Por exemplo, é óbvio que a força usada contra um adulto de 35 anos de 60kg, um adolescente de 16 anos, com 75kg, lutador de muay-thay e um garoto franzino de 13 anos há de ser diferente. Certamente a força a ser utilizada para imobilizar o adulto de 35 anos, será muito maior que a necessária para conter os atos do garoto de 13 anos. Mas a força a ser empregada contra o adolescente de 16 anos haverá de ser maior, inclusive, que a utilizada contra o adulto de 35 anos. E, pasmem alguns, não há qualquer desobediência ao Estatuto da Criança e do Adolescente, ou qualquer outra legislação, pois não se vislumbra qualquer excesso na atitude do policial.
Assim, menores infratores entre 12 e 17 anos podem, sim, ser abordados, imobilizados e conduzidos pela Polícia Militar, em caso de prática de tipos penais (crimes) que, para o ECA, são considerados atos infracionais. Para infratores com idade inferior a 12 anos, a abordagem há de ser feita por Conselheiros Tutelares, todavia, não sendo possível a contenção do ato apenas pelos conselheiros, é permitido invocar reforço policial.
Anote-se, por oportuno, que até mesmo o cidadão comum pode dar voz de “prisão” aos menores, por autorização do art. 301 do Código de Processo Penal.
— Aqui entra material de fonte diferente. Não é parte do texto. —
PR #3958, opened 2022-02-11
Issue 5501: NULL layout paths (e.g., Default layout) cause problems in PHP 8.1

### LINKED ISSUE #5501: NULL layout paths (e.g., Default layout) cause problems in PHP 8.1
## Description of the bug

In PHP 8.1, if we pass a NULL path to various `path.inc` functions like `path_is_admin($path)` (and any function that ends up at `backdrop_match_path($path, $patterns)`, in PHP 8.1, any automated test that does this will fail with this error:

```
Exception Deprecated path.inc          315                                                                             
    preg_match(): Passing null to parameter #2 ($subject) of type string is deprecated
```

This showed up when working on PR https://github.com/backdrop/backdrop/pull/3955, and that contains a workaround. But there's a fundamental issue in core, which ultimately stems from the fact that for the default layout, `getPath()` will return NULL, rather than, say, an empty string.

## Steps To Reproduce

I've added a test in the PR for this issue that creates the problem. It contains the following:

```
    $layouts = layout_load_multiple_by_path('');
    $default_layout = $layouts['default'];
    $path = $default_layout->getPath(); // this will be NULL
    $this->assertTrue(is_null($path), 'Default layout path is NULL.');

    backdrop_static_reset('path_is_admin');
    $result = path_is_admin($path); // This should throw a deprecation warning in PHP 8.1
    $this->assertFalse($result, 'Default layout is not an admin path.');

    backdrop_match_path($path, "foo\nbar"); // This should throw a deprecation warning in PHP 8.1
```

## Actual behavior

The test will pass in PHP 5.3 and 7.4, but fails in PHP 8.1.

Qualquer cidadão pode repreender atos infracionais em flagrante delito e se utilizar de todas as medidas necessárias para tanto, se tiver condições de o fazer e assumir o risco de fazê-lo. Mais uma vez, reforce-se, qualquer medida é permitida, desde que efetivamente necessária. O abuso é reprimido pela lei, não a abordagem em si.
Assim, com todo o respeito, equivocado é o entendimento de que o menor é intocável, que não pode ser conduzido pela polícia, que não sofre qualquer punição. A única diferença é que o menor não é tocado, conduzido ou punido como um adulto, mas como uma pessoa em desenvolvimento.
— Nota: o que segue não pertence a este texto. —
PR #3959, opened 2022-02-12
Issue #5503: Add required indicator to vtabs and fieldsets

### LINKED ISSUE #5503: [UX] Vertical tabs and fieldsets that contain required fields should have a required indicator
Came across this UX flaw while working on #4302, but this UX improvement is broader than just that issue:

When editing a form that has required fields "hidden" in vertical tabs that are not selected by default, or fieldsets that are collapsed by default, there is no indication that there are in fact any required fields, so the user will most likely skip these tabs/fieldsets, and click the submit button, only to be faced with an error that a required field needs to be filled:

image

What I'm proposing is that we add the "required" indicator to such fieldsets/vtabs, so that:
- the user is likely to notice the requirement before they attempt to submit the form
- if they fail to notice the requirement, at least they get an indication of which tab may hold the required field that the form validation error is complaining about:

Transposta a questão do menor infrator, não me é dado deixar de tratar de situações em que não há envolvimento de ato infracional. O menor pode ser repreendido por pais e educadores, ou, nesses casos, aí sim, o menor é intocável?
Como já se deve imaginar, a figura do menor não infrator, também não cria um ser intocável  e irrepreensível. É muito comum ouvir declarações de professores e pais no sentido de que, depois da edição do ECA, as crianças e adolescentes podem fazer tudo e ninguém tem voz contra eles, porque a lei não permite.
Mais uma vez, equivocadas são essas declarações, pois o Estatuto não consigna nada disso. Tal qual aludido alhures, a vontade do ECA é a de que os menores sejam tratados com respeito, abominando-se qualquer tipo de arbitrariedade dos pais, dos professores ou de quem quer que seja. Isso não significa que a autoridade dos pais, professores etc. foi retirada pela lei.
Não. Muito pelo contrário, o poder-familiar remanesce intacto. Segundo a exegese do art. 22 da Lei n.° 8.069/1990, inclusive, é dever dos pais educar os filhos. Educação não apenas no sentido de encaminhar o filho para escola, mas de o ensinar a viver em sociedade, respeitando os direitos dos demais.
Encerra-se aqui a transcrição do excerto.